## EXERCISE OBJECTIVE
Output, word for word, every line from the start of the listing down to and including the line that contains "- Warnings are"; include nothing else.

## DATA SHOWN

= = = =

PR #598, opened 2016-06-23
Improved lint report readability

pcantrell:
This PR contains three improvements to make `undocumented.json` more useful & more human-readable:

- The file is now pretty printed.
- Warnings are sorted by (file, line) instead of the current somewhat haphazard ordering.
- There is a new `symbol_qualified` key that gives, for example, `"Error.Cause.UnencodableText.text"` instead of the no-so-useful `"text"`. (In a green field, I’d prefer to just replacing the existing `symbol` with that fully qualified value, but I left the old key/value intact in case anyone’s using it.)

[Here are the results.](https://github.com/realm/jazzy-integration-specs/blob/feb50ad01ce0f0f00018b4f150fd642d1cb57300/document_moya_podspec/after/docs/undocumented.json)

I know the intent was to run `undocumented.json` through some reporting tool, but it’s nice to also be able to read the file itself.

In the course of implementing this, I noticed that jazzy was generating the lint report using the raw Sourcekitten dict, which resulted in some redundant logic. I switched over to using the parsed `SourceDeclaration` object, and that cleaned up a few dozen lines of code. I put that change, the one that caused the most code disruption, in its [own commit](https://github.com/realm/jazzy/commit/9833412ea5f4eb129a3b11d2d2b1523f7402c007), and verified that it didn’t alter the integration specs. (I did, however, get [different spec output locally](https://github.com/realm/jazzy-integration-specs/commit/3b2620e6ca98d017b4ded7b1c7f3c5f9db3d154e) than was checked in even before making changes. Dependencies changed? Different Ruby? Different Sourcekitten? We’ll see what happens on CI….)

### DIFF
--- a/CHANGELOG.md
+++ b/CHANGELOG.md
@@ -7,6 +7,11 @@
   [William Meleyal](https://github.com/meleyal)
   [#438](https://github.com/realm/jazzy/issues/438)
 
+* The lint report in `undocumented.json` is more human-readable: includes fully
+  qualified symbol names, pretty printed.  
+  [Paul Cantrell](https://github.com/pcantrell)
+  [#598](https://github.com/realm/jazzy/issues/598)
+
 ## 0.7.0
 
 ##### Breaking
--- a/lib/jazzy/doc_builder.rb
+++ b/lib/jazzy/doc_builder.rb
@@ -161,43 +161,15 @@ module Jazzy
       end
     end
 
-    def self.decl_for_token(token)
-      if token['key.parsed_declaration']
-        token['key.parsed_declaration']
-      elsif token['key.annotated_decl']
-        token['key.annotated_decl'].gsub(/<[^>]+>/, '')
-      elsif token['key.name']
-        token['key.name']
-      else
-        'unknown declaration'
-      end
-    end
-
-    def self.filepath_for_token(token)
-      if ENV['JAZZY_INTEGRATION_SPECS']
-        Pathname.new(token['key.filepath']).basename.to_s
-      else
-        token['key.filepath']
-      end
-    end
-
-    def self.line_number_for_token(token)
-      if token['key.doc.line']
-        token['key.doc.line'] # Objective-C
-      else
-        token['key.parsed_scope.start'] # Swift
-      end
-    end
-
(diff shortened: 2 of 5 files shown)


pcantrell:
Oh, also worth mentioning: I changed how we prevent machine-specific paths from creeping into the specs. Instead of having a “specs mode” env var change app behavior, the specs now scrub the paths from the generated output. This both cleans up app code & makes the specs more realistic. That’s what the `<TMP>` in the spec output is about.

jpsim:
Yay, @pcantrell's back! 😉 

On the whole, this looks great. 👍 whenever you get CI passing 😄

pcantrell:
Nice to be back!

OK, CI’s all sorted. Looks like it was just a Ruby 2.0 vs 2.3 thing.

Before I merge, any opinion on having the separate `symbol_qualified` key vs. just changing the value of `symbol`? i.e. this, which is what’s in the PR now:

```json
{
  "file": "/Users/paul/work/bustout/siesta/Source/Error.swift",
  "line": 200,
  "symbol": "transformer",
  "symbol_qualified": "Error.Cause.TransformerReturnedNil.transformer",
  "symbol_kind": "source.lang.swift.decl.var.instance",
  "warning": "undocumented"
}
```

vs this, which is a (small) breaking change:

```json
{
  "file": "/Users/paul/work/bustout/siesta/Source/Error.swift",
  "line": 200,
  "symbol": "Error.Cause.TransformerReturnedNil.transformer",
  "symbol_kind": "source.lang.swift.decl.var.instance",
  "warning": "undocumented"
}
```

jpsim:
I agree on changing `symbol_qualified` to `symbol`.

jpsim:
👍 feel free to merge this whenever you're ready @pcantrell!

pcantrell:
Thanks, JP. Will merge when CI passes.

(How can there be no “twiddling thumbs” emoji? …Wait! Aha!  ䷄ U+4DC4 = “hexagram for waiting”)

jpsim:
> ䷄ U+4DC4

Catchy!

pcantrell:
䷄䷄䷄䷄䷄䷄䷄䷄䷄䷄䷄

Travis during US business hours….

= = = =

## TASK RESULT
PR #598, opened 2016-06-23
Improved lint report readability

pcantrell:
This PR contains three improvements to make `undocumented.json` more useful & more human-readable:

- The file is now pretty printed.
- Warnings are sorted by (file, line) instead of the current somewhat haphazard ordering.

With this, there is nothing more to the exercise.